PR #483, opened 2023-09-18
Add basic Span<T> support

DaZombieKiller:
This pull request adds basic support for `Span<T>` and `ReadOnlySpan<T>` to the `AsmResolver` and `AsmResolver.IO` namespaces.

Support is only implemented for .NET Standard 2.1 and higher, no attempt has been made to provide `Span<T>` support for .NET Standard 2.0 as it would introduce a dependency on `System.Memory`.

This PR also does not attempt to take advantage of this new support within the library. This is most likely better left to a separate PR (and/or set of issues).

The following new types are provided to avoid source and binary breaking changes in existing code:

_____

Exactly reproduce all of the entries.

PR #483, opened 2023-09-18
Add basic Span<T> support

DaZombieKiller:
This pull request adds basic support for `Span<T>` and `ReadOnlySpan<T>` to the `AsmResolver` and `AsmResolver.IO` namespaces.

Support is only implemented for .NET Standard 2.1 and higher, no attempt has been made to provide `Span<T>` support for .NET Standard 2.0 as it would introduce a dependency on `System.Memory`.

This PR also does not attempt to take advantage of this new support within the library. This is most likely better left to a separate PR (and/or set of issues).

The following new types are provided to avoid source and binary breaking changes in existing code:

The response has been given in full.